GRECO, El
(b. 1541, Candia, d. 1614, Toledo)

Mount Sinai

1570-72
Oil and tempera on panel, 41 x 47,5 cm
Historical Museum of Crete, Iraklion

The painting was probably made for the antiquarian Fulvio Orsini, librarian to Cardinal Alessandro Farnese, in whose palace the artist lived from 1570 to 1572. It shows the peaks of Mount Sinai, a place sacred to Judaism and Christianity, of special significance for Eastern Orthodoxy, and revered by Muslims. At the centre is Mount Horeb, where Moses received the tablets of the Ten Commandments from God. On the left is Mount Epistene. The peak on the right is St Catherine's Mount, where the early Christian Martyr Catherine had been buried. The small citadel at the foot of Mount Horeb is the monastery that to this day bears her name.

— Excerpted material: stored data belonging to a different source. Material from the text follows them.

PR #18156, opened 2021-05-27
[vcpkg] Expand Architecture list with escape chars

sandercox:
**Describe the pull request**
This expands the architecture lists with escape characters. When
building FAT binaries for macos using multiple architectures in the
values they need to be escaped otherwise they are passed on to CMake
incorrectly #14932

- #### What does your PR fix?  
  Fixes #14932

- #### Does your PR follow the [maintainer guide](https://github.com/microsoft/vcpkg/blob/master/docs/maintainers/maintainer-guide.md)?  
  `yes`

PR #18397, opened 2021-06-11
[vcpkg_list] add new function

strega-nil:
This is a more general fix to #18156


dg0yt:
I wish there were unit tests for scripts like this one... IMO it is feasible, and its reasonable.

scripts/cmake/vcpkg_list.cmake
```diff
@@ -0,0 +1,98 @@
...
+        # getting a value from PUSH_BACK/POP_BACK is unsupported
+        message(FATAL_ERROR "vcpkg_list sub-command ${operation} requires two arguments.")
+    elseif(operation MATCHES "^(FILTER|TRANSFORM)$")
+        # regexes are hard
+        message(FATAL_ERROR "vcpkg_list sub-command ${operation} is currently unsupported.")
+    endif()
+
+    list("${operation}" lst ${args})
+    set("${out_var}" "${lst}" PARENT_SCOPE)
+endfunction()
```
dg0yt, line 98: In case of another commit, please add the trailing newline.

docs/maintainers/vcpkg_list.md
```diff
@@ -0,0 +1,52 @@
...
+
+A replacement for CMake's `list()` function, which correctly handles elements
+with internal semicolons (in other words, escaped semicolons).
+Use `vcpkg_list()` instead of `list()` whenever possible.
+
+```cmake
+vcpkg_list(<COMMAND> <out-var> <list-value> [<other-arguments>...])
+```
+
+Unlike CMake's `list()` function, since this is written in CMake,
```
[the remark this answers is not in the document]
dg0yt: Can you rewrite your example with a list, with item that have embedded semicolons (and perhaps spaces, too)?
(This would be a nice case for test-first programming.)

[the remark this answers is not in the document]
strega-nil-ms: @Pospelove it is literally not possible; let's give an example:

```cmake
function(vcpkg_list out)
  message(STATUS "${${out}}")
endfunction()

set(out "a;b;c")
vcpkg_list(out)
```

will give you

```
-- out
```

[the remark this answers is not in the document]
strega-nil-ms: We could in theory give every variable a `z_vcpkg_list_` prefix, but that still doesn't fix being able to write `vcpkg_list(ARGV1)` or w/e.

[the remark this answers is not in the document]
dg0yt: The picture is not complete without:
~~~cmake
function(vcpkg_list)
  message(STATUS "${${ARGV0}}")
endfunction()

set(out "a;b;c")
vcpkg_list(out)
~~~
producing:
~~~
-- a;b;c
~~~

docs/maintainers/vcpkg_list.md
```diff
@@ -0,0 +1,68 @@
+# vcpkg_list
+
+The latest version of this document lives in the [vcpkg repo](https://github.com/Microsoft/vcpkg/blob/master/docs/maintainers/vcpkg_list.md).
+
+A replacement for CMake's `list()` function, which correctly handles elements
+with internal semicolons (in other words, escaped semicolons).
+Use `vcpkg_list()` instead of `list()` whenever possible.
```
dg0yt, line 7: I somewhat disagree with this recommendation, at least until unit tested.  Any deviation from cmake is an entry barrier. Is there an issue reported at CMake?

scripts/cmake/vcpkg_list.cmake
```diff
@@ -0,0 +1,128 @@
...
+
+```cmake
+if(NOT list STREQUAL "")
+    vcpkg_list(GET end "${list}" -1)
+    vcpkg_list(POP_BACK list "${list}")
+endif()
+```
+#]===]
+
+function(vcpkg_list operation out_var)
```
BillyONeal, line 67: This needs to vcpkg_parse_arguments to comply with our guidelines.

scripts/cmake/vcpkg_list.cmake
```diff
@@ -0,0 +1,128 @@
+#[===[.md:
+# vcpkg_list
+
+A replacement for CMake's `list()` function, which correctly handles elements
+with internal semicolons (in other words, escaped semicolons).
+Use `vcpkg_list()` instead of `list()` whenever possible.
```
BillyONeal, line 6: Since this a team wide policy change I think it needs to be discussed at a meeting or similar

scripts/cmake/vcpkg_list.cmake
```diff
@@ -0,0 +1,128 @@
...
+This also means that for sub-commands like `GET`, the out-parameter
+is placed _before_ the list, not at the end of the argument list.
+
+Otherwise, the `vcpkg_list()` function is the same as the built-in
+`list()` function, with the following restrictions:
+
+- `GET` supports only one index
+- `POP_BACK` and `POP_FRONT` do not support getting the value into
+  another out variable. Use C++ style `GET` then `POP_(BACK|FRONT)`.
+- `FILTER` and `TRANSFORM` are unsupported.
```
BillyONeal, line 32: Why not dispatch to the ordinarly list() for them?

scripts/cmake/vcpkg_list.cmake
```diff
@@ -0,0 +1,128 @@
...
+        endif()
+        list("${operation}" lst "${ARGV3}" out)
+        set("${out_var}" "${out}" PARENT_SCOPE)
+        return()
+    endif()
+    if(operation STREQUAL "SUBLIST")
+        if(NOT ARGC EQUAL "5")
+            message(FATAL_ERROR "vcpkg_list sub-command SUBLIST requires four arguments.")
+        endif()
+        # sublist removes a `\`, so add an additional backslash
```
BillyONeal, line 95: Does this do the right thing with lists of lists of lists?

BillyONeal (changes requested):
I think this needs some kind of test port or similar to verify functionality.

docs/maintainers/vcpkg_list.md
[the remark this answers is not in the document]
strega-nil-ms: The issue is:

```cmake
function(vcpkg_list)
  message(STATUS "${${ARGV0}}")
endfunction()

set(ARGV0 "hi")
vcpkg_list(ARGV0)
```
producing
```
-- ARGV0
```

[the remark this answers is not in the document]
dg0yt: This makes it clear. So there is a trade-off:
a) Support `ARGV<N>` as list name. 
b) Mimic the original `list` signature. (Possibly throw an error when the list name matches `^ARGV`.) 
AFAIU all other parameters are passed by value, not by variable name.

Is it really important to support (a), in particular when (b) can warn port authors? You can always assign to another variable, and it most cases you will already have that variable. This is much less error prone than remembering to pass the list as the list variable twice for appending, as in
~~~
vcpkg_list(APPEND ARGV1 "${ARGV1}" foo bar)
~~~
(which looks like an artificial case anyway).

docs/maintainers/vcpkg_list.md
strega-nil-ms: Yeah, https://gitlab.kitware.com/cmake/cmake/-/issues/20317

scripts/cmake/vcpkg_list.cmake
strega-nil-ms: yeah

scripts/cmake/vcpkg_list.cmake
strega-nil-ms: This is a special function, since it's a replacement for an existing CMake function.

scripts/cmake/vcpkg_list.cmake
strega-nil-ms: Because `list()` is broken for `FILTER` and `TRANSFORM` and we need to do Special Things to support them.

docs/maintainers/vcpkg_list.md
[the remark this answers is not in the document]
strega-nil-ms: @dg0yt thank you; you've made this a much better function, and now it has unit tests.

scripts/test_ports/unit-test-cmake/test-vcpkg_list.cmake
```diff
@@ -0,0 +1,753 @@
...
+    lst [[e;c\;d]] 
+)
+unit_test_check_variable_equal(
+    [[vcpkg_list(REMOVE_AT lst -1)]]
+    lst [[e;a\;b]] 
+)
+
+set(lst [[c;a\\;b;c]])
+unit_test_check_variable_equal(
+    [[vcpkg_list(REMOVE_AT lst 0)]]
```
BillyONeal, line 747: Add test of removing an escaped list?

scripts/test_ports/unit-test-cmake/test-vcpkg_list.cmake
```diff
@@ -0,0 +1,753 @@
...
+    lst "a;b;c"
+)
+unit_test_check_variable_equal(
+    [[vcpkg_list(INSERT lst -2 c)]]
+    lst "c;a;b"
+)
+unit_test_check_variable_equal(
+    [[vcpkg_list(INSERT lst 1 "c\\;d" e)]]
+    lst [[a;c\\;d;e;b]]
+)
```
BillyONeal, line 454: Add a test of inserting a list into another list?

scripts/test_ports/unit-test-cmake/test-vcpkg_list.cmake
```diff
@@ -0,0 +1,753 @@
...
+unit_test_check_variable_equal(
+    [[vcpkg_list(APPEND lst b)]]
+    lst ";;b"
+)
+unit_test_check_variable_equal(
+    [[vcpkg_list(APPEND lst "b;c" d)]]
+    lst [[;;b\;c;d]]
+)
+
```
BillyONeal, line 303: Add test of appending a list to another list as an element?

BillyONeal (approved):

BillyONeal:
I cancelled this world rebuild and will requeue on Ubuntu 20.04

strega-nil-ms:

The St Catherine's Monastery is venerated as the spiritual home of Byzantine Orthodoxy and it was a great centre of pilgrimage. In the painting, on the left are three Western pilgrims, while on the right is a group of Eastern pilgrims with camels.

The view of the holy site is based on engravings of Mount Sinai which could be found in travel books. El Greco painted a similar view on the reverse of the Modena Triptych.